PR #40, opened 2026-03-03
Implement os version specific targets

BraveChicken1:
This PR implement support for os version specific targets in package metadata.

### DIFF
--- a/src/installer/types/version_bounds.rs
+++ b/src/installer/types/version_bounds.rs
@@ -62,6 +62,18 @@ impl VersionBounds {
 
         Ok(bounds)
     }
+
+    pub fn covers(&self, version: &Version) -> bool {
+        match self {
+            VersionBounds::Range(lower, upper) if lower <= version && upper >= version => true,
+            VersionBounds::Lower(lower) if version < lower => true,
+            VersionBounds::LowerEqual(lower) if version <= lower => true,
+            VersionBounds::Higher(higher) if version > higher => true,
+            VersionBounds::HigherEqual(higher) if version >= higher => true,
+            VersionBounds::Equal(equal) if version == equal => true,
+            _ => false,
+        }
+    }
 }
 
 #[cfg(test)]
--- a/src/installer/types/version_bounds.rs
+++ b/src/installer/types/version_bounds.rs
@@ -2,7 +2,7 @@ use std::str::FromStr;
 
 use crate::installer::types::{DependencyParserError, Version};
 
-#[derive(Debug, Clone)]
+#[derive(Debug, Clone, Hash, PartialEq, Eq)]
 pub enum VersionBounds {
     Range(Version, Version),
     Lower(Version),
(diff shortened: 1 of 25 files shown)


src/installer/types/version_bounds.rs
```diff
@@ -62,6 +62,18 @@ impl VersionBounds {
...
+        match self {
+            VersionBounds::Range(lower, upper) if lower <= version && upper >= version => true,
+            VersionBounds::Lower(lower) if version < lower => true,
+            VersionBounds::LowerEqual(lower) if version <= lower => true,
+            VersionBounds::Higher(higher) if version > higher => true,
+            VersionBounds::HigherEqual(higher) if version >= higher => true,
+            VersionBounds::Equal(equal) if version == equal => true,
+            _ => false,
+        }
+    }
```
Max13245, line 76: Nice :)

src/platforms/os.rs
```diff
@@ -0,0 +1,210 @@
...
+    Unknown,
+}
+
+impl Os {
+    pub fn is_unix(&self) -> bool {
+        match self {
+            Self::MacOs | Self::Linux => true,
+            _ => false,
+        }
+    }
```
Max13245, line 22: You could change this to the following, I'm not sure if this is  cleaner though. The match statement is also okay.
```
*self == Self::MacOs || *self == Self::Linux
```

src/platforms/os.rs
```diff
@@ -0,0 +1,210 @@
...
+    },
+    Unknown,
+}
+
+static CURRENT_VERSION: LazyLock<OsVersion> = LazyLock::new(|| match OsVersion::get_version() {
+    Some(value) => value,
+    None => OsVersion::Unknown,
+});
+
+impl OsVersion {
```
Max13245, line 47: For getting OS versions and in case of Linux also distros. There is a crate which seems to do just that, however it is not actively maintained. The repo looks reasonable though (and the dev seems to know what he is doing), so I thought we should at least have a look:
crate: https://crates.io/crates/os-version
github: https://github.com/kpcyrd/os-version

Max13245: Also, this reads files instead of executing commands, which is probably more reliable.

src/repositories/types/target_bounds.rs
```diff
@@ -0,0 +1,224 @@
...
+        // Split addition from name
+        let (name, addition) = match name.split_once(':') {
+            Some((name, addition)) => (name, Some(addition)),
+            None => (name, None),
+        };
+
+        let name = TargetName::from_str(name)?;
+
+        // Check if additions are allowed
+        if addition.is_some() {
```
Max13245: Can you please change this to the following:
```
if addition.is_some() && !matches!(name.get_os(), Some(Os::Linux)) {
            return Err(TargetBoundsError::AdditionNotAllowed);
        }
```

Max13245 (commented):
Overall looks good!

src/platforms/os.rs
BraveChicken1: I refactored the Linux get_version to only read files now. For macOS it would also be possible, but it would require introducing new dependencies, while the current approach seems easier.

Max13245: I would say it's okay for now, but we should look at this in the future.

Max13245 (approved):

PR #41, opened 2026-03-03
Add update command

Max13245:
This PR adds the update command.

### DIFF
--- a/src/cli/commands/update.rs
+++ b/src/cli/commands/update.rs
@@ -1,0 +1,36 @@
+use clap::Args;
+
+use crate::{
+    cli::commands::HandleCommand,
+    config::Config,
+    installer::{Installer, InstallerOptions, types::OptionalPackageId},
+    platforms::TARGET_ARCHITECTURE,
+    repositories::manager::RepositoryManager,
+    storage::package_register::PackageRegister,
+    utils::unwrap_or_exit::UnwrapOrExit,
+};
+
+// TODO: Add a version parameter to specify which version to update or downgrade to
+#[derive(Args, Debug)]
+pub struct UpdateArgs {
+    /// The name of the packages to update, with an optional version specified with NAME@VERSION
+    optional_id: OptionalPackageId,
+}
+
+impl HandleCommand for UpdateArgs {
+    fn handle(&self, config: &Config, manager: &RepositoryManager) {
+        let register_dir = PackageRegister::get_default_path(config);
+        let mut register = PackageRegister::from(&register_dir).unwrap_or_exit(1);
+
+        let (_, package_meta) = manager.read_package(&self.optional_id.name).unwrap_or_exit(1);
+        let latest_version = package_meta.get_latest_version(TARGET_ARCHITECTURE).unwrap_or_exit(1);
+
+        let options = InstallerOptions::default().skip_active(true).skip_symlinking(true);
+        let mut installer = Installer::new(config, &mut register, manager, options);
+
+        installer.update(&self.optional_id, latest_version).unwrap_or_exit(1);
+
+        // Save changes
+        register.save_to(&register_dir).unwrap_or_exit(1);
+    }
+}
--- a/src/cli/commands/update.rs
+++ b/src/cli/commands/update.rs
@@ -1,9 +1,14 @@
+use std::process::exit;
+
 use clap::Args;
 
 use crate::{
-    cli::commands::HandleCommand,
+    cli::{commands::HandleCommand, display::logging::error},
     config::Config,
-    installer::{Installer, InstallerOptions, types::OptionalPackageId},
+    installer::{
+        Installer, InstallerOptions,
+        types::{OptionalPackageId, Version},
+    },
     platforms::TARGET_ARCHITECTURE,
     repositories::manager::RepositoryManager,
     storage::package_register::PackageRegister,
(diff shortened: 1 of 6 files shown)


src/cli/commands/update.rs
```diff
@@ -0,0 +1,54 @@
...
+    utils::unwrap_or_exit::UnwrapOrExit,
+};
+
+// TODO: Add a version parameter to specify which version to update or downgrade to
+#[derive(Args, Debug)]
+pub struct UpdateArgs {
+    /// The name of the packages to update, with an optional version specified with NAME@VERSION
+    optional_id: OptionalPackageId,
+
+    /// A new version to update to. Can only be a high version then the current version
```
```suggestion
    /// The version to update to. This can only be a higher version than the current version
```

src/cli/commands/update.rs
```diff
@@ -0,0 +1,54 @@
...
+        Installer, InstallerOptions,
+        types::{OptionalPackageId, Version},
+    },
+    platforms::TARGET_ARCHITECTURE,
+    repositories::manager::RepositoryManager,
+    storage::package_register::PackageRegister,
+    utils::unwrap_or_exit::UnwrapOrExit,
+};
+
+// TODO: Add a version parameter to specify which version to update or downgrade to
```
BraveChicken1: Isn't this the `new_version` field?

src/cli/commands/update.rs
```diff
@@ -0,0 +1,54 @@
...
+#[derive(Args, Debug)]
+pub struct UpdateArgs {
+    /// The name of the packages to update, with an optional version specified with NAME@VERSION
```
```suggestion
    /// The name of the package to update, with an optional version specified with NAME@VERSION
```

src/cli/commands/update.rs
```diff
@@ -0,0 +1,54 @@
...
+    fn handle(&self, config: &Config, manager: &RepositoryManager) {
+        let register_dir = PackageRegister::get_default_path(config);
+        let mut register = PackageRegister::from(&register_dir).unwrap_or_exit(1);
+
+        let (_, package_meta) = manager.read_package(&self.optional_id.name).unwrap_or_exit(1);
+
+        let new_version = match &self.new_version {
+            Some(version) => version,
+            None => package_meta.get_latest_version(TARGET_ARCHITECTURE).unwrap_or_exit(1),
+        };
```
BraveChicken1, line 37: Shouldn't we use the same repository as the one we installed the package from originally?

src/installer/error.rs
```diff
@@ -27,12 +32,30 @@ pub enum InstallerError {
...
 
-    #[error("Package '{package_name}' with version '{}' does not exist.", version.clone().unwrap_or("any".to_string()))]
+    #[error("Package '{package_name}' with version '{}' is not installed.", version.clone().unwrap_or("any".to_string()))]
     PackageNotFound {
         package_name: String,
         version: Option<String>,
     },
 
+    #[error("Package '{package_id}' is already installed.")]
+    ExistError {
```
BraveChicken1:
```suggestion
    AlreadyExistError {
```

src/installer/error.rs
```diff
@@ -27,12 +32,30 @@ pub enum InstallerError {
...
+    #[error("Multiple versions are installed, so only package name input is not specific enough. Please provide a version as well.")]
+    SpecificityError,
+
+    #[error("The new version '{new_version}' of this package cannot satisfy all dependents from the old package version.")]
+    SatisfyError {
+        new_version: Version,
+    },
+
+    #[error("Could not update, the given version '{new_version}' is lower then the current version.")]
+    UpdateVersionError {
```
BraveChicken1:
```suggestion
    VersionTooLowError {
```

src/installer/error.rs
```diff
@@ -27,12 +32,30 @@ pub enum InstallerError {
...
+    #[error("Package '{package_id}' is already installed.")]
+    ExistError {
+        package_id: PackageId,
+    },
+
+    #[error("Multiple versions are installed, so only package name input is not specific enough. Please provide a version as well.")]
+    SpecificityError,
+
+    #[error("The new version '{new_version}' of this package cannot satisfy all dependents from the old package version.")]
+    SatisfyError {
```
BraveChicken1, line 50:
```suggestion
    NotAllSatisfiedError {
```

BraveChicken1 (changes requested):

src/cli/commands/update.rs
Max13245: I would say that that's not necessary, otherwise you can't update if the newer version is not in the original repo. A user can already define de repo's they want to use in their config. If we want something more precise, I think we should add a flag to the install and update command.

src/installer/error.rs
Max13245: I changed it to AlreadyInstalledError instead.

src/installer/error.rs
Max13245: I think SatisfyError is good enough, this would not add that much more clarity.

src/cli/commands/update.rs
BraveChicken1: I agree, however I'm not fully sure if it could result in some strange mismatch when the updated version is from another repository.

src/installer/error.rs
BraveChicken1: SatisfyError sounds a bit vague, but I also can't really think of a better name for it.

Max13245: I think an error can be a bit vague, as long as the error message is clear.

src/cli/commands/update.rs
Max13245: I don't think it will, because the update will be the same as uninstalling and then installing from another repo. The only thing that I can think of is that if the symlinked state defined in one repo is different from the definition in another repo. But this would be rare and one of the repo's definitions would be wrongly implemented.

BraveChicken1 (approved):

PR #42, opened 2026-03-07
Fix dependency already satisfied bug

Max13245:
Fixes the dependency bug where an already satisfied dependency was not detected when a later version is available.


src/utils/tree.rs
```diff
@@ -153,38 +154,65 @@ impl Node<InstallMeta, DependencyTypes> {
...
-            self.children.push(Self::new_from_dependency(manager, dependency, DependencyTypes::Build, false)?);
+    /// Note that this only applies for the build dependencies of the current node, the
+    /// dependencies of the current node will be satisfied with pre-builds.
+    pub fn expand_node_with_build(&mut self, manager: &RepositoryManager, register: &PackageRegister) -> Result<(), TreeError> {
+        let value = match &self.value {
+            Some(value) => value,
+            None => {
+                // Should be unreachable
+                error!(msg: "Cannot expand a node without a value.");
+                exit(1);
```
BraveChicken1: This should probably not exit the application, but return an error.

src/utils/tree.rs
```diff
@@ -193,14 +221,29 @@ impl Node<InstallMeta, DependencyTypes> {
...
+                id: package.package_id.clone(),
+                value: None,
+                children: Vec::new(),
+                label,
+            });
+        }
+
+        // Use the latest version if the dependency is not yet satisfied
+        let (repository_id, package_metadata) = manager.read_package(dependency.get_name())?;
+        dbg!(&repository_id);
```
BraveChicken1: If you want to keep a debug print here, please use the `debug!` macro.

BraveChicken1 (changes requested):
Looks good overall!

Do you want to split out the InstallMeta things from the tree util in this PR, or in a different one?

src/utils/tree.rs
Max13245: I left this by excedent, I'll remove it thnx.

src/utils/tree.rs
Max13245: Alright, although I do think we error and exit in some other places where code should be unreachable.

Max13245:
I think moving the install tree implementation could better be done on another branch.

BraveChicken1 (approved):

| Exercise |
Go through the listing above and copy each line where the string "okay" appears.

| Exercise response |
Max13245, line 22: You could change this to the following, I'm not sure if this is  cleaner though. The match statement is also okay.
Max13245: I would say it's okay for now, but we should look at this in the future.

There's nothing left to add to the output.